### RECORD EXTRACTS
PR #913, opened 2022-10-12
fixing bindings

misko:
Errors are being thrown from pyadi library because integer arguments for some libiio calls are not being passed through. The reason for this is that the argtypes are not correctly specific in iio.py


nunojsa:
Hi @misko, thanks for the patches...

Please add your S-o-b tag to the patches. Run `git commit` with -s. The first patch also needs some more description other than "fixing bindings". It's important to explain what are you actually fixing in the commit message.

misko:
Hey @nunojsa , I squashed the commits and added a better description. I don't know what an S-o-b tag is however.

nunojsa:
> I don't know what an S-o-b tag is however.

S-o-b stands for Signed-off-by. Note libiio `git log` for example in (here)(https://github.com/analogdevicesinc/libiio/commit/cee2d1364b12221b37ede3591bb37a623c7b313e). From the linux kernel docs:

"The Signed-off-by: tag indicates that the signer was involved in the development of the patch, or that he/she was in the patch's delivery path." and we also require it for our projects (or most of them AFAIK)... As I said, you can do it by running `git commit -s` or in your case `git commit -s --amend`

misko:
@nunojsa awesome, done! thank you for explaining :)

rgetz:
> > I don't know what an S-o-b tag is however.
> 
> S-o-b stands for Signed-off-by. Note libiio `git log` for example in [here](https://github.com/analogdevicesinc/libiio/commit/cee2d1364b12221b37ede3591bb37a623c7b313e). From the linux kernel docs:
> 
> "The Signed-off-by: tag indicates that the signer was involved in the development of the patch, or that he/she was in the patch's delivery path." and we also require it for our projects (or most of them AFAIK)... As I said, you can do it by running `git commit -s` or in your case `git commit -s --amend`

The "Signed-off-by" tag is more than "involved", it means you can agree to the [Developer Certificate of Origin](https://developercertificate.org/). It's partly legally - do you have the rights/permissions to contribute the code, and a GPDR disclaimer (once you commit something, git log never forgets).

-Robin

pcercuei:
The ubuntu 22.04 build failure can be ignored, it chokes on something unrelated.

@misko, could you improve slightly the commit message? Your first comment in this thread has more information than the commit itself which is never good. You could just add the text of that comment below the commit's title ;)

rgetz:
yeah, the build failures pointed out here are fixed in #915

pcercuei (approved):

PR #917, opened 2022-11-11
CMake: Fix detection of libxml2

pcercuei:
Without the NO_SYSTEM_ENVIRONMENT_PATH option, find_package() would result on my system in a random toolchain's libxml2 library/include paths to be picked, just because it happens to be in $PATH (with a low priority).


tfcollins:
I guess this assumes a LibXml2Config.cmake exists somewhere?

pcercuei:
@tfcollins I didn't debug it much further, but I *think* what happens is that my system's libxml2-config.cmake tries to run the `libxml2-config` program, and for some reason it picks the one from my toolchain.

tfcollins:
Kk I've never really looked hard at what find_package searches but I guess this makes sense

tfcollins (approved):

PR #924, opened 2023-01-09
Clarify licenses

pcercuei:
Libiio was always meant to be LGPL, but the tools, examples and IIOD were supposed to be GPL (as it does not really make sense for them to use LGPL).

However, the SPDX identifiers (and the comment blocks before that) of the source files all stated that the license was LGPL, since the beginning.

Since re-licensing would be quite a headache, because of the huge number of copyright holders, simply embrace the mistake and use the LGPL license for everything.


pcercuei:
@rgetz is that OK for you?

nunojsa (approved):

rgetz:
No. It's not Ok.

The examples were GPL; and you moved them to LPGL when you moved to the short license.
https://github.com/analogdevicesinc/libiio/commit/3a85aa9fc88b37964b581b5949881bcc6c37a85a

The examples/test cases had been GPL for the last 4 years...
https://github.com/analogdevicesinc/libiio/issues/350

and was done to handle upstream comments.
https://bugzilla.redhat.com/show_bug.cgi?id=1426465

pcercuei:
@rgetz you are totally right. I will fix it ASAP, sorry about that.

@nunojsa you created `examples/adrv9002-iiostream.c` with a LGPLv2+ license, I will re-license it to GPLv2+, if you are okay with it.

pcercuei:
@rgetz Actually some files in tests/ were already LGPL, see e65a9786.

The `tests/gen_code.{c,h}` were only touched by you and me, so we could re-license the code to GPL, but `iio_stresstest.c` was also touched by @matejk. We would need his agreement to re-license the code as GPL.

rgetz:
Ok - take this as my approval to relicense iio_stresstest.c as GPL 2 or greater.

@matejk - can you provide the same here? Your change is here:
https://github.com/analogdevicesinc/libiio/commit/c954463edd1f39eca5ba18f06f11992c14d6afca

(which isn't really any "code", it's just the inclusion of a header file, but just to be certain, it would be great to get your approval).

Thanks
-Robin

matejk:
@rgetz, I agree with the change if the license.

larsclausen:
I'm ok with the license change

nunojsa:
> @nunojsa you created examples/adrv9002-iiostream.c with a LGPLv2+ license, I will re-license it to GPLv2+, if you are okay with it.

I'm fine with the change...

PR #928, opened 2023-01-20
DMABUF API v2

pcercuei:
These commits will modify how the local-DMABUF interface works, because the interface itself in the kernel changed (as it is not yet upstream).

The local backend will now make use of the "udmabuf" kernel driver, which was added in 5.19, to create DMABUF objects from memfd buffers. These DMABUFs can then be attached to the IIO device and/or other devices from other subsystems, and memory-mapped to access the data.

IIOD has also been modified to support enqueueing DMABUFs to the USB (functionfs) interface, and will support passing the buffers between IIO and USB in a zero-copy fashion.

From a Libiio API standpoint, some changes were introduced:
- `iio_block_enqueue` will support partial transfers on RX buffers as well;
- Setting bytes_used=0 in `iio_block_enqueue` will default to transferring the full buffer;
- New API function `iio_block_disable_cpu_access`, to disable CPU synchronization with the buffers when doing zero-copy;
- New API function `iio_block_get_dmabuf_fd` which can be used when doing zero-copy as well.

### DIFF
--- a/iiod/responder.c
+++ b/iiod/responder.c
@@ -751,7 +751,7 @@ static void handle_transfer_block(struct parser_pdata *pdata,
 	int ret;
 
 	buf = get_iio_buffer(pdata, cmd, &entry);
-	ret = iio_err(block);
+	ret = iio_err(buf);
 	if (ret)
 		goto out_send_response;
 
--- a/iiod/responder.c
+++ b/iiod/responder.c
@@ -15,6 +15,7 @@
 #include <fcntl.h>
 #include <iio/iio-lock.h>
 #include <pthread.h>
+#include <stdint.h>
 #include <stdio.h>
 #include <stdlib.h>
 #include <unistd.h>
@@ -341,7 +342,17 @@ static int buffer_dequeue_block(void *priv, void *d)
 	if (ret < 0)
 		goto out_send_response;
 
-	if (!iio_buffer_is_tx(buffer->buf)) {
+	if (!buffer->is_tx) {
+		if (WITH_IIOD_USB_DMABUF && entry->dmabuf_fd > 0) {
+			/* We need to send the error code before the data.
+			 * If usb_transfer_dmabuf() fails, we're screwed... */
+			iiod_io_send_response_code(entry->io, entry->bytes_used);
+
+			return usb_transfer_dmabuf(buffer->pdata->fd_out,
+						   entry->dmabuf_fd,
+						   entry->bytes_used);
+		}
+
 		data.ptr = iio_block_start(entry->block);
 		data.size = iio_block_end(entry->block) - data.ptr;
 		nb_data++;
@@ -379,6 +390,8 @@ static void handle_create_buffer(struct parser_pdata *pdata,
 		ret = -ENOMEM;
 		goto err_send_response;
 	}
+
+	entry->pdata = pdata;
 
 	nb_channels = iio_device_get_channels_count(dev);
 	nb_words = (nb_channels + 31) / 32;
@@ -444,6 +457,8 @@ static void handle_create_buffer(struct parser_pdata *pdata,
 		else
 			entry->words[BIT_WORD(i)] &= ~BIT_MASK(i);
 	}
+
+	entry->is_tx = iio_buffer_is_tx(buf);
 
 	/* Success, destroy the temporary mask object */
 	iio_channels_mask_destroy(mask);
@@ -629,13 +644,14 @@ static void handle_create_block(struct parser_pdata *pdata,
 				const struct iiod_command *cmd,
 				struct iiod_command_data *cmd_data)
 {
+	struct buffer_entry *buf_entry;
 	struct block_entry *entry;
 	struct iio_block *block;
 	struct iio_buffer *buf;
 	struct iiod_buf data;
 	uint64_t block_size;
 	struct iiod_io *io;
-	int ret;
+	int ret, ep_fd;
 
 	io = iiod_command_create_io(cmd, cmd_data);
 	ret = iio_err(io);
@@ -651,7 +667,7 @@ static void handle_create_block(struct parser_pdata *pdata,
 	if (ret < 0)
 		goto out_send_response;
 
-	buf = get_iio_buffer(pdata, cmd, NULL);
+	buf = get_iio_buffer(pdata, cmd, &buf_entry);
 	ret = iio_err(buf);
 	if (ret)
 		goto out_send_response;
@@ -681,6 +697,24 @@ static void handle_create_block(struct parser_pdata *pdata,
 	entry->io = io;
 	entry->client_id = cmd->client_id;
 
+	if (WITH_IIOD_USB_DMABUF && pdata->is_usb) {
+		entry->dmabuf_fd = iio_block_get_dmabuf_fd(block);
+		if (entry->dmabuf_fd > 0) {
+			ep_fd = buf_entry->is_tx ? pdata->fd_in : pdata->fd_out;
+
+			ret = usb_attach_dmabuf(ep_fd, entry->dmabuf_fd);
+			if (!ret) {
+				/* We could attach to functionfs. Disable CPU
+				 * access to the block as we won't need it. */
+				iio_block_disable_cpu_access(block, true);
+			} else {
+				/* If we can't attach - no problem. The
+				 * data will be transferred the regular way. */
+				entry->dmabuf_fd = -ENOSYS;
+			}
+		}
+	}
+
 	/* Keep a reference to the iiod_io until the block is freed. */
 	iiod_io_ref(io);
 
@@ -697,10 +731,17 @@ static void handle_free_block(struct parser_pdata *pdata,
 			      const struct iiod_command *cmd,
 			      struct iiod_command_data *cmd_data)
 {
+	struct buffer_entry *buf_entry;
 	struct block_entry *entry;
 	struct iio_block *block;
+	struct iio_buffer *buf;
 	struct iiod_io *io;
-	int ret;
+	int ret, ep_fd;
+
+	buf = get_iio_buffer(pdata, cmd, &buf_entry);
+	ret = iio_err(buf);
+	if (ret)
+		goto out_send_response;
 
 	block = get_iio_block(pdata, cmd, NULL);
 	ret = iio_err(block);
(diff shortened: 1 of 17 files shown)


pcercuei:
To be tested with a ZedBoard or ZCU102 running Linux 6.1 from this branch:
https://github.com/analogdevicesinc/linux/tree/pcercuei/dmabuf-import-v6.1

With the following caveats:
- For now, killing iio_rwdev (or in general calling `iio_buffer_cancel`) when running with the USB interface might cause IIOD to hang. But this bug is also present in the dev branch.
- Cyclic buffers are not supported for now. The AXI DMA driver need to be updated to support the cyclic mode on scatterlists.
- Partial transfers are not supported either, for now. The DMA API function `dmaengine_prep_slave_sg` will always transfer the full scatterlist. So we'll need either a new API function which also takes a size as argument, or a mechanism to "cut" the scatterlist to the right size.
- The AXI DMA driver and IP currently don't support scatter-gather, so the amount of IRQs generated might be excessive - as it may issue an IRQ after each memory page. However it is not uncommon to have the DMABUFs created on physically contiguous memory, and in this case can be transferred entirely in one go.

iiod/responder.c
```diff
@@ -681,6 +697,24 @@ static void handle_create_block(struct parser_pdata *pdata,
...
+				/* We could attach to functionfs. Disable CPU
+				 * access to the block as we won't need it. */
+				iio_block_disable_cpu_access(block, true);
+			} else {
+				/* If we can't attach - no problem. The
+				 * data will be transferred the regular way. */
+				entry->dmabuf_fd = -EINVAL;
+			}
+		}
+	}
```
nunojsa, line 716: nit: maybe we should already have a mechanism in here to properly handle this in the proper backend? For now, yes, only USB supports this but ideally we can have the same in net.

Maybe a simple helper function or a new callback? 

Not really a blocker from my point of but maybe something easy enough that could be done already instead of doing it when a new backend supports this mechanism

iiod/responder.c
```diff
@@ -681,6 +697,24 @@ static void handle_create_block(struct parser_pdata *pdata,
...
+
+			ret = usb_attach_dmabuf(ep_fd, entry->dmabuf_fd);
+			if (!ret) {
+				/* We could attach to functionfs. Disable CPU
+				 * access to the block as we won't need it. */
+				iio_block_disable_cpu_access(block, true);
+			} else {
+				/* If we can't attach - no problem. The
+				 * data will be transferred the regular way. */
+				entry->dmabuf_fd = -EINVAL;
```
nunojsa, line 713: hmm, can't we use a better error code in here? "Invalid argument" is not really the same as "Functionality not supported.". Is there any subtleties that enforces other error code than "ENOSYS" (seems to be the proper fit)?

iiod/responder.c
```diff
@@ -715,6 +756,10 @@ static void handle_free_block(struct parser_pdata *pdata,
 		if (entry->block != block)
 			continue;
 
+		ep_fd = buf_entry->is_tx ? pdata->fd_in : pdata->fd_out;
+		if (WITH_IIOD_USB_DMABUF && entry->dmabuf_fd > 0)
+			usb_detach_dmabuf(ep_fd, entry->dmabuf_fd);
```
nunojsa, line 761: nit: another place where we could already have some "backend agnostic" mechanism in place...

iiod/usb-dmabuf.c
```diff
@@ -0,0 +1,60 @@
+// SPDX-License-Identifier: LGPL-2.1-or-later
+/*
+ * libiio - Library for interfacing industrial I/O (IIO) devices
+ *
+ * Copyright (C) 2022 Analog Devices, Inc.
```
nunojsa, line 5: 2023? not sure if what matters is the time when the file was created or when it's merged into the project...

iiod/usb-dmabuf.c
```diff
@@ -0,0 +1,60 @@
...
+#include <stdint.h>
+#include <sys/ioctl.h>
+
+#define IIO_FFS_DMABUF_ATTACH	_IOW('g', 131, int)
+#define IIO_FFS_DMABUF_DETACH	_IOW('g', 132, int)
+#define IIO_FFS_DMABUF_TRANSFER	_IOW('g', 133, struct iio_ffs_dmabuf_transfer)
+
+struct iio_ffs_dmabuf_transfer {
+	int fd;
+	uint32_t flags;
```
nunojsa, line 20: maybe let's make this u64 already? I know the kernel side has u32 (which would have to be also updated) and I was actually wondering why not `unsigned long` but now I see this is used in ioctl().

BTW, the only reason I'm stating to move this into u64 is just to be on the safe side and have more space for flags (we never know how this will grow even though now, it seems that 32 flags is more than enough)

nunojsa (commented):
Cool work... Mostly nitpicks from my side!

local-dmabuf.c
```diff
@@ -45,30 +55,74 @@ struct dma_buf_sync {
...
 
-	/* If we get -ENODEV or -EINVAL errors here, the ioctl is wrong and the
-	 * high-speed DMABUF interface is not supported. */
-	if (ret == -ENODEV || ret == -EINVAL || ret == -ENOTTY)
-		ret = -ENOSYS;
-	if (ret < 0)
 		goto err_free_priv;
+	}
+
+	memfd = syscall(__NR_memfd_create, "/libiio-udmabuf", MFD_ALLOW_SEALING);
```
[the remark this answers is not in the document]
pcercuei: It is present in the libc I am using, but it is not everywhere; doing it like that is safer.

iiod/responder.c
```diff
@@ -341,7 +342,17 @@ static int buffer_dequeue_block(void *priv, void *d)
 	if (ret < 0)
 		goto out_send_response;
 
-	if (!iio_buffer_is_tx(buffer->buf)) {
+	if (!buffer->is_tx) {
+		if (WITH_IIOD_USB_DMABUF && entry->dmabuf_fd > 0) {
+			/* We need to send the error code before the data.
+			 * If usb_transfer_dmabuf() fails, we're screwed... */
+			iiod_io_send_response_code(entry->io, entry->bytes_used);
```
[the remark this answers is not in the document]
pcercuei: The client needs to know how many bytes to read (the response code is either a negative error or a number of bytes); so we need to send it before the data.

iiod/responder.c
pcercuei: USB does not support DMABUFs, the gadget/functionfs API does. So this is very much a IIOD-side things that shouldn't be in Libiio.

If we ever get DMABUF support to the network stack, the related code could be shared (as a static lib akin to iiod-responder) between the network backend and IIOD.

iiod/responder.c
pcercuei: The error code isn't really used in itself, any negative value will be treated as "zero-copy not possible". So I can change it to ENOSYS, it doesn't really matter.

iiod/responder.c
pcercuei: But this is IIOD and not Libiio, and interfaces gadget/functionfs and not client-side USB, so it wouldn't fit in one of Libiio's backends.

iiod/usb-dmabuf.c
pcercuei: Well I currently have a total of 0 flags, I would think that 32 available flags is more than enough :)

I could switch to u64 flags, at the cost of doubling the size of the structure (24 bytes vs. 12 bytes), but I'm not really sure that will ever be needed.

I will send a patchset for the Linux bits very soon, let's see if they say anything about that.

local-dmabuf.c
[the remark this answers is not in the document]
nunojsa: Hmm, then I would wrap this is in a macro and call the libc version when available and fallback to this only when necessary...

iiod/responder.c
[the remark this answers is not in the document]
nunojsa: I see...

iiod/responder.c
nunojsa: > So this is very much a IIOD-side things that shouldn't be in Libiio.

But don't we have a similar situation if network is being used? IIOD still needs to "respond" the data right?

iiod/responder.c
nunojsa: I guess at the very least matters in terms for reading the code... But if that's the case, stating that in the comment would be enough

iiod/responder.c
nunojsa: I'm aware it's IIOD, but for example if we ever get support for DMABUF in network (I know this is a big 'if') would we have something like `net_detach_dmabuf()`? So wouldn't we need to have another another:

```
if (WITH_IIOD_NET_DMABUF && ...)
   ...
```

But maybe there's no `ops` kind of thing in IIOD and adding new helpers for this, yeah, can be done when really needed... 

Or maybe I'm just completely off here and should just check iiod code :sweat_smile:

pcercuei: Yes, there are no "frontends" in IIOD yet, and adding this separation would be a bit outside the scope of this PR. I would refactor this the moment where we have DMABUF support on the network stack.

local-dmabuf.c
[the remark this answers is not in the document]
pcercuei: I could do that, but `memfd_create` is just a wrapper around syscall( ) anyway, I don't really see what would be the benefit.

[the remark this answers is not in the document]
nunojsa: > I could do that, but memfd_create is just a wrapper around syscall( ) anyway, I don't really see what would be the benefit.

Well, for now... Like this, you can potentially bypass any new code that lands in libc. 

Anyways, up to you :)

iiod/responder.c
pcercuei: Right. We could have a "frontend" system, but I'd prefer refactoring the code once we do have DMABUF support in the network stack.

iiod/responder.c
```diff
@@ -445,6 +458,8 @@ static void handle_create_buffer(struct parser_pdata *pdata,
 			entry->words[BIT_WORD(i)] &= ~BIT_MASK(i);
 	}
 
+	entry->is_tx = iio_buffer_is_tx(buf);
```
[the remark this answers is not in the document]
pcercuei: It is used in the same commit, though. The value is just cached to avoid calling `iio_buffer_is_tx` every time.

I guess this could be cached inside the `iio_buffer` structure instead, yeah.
######
Which lines above contain "shouldn"? Show each of them.

pcercuei: USB does not support DMABUFs, the gadget/functionfs API does. So this is very much a IIOD-side things that shouldn't be in Libiio.
nunojsa: > So this is very much a IIOD-side things that shouldn't be in Libiio.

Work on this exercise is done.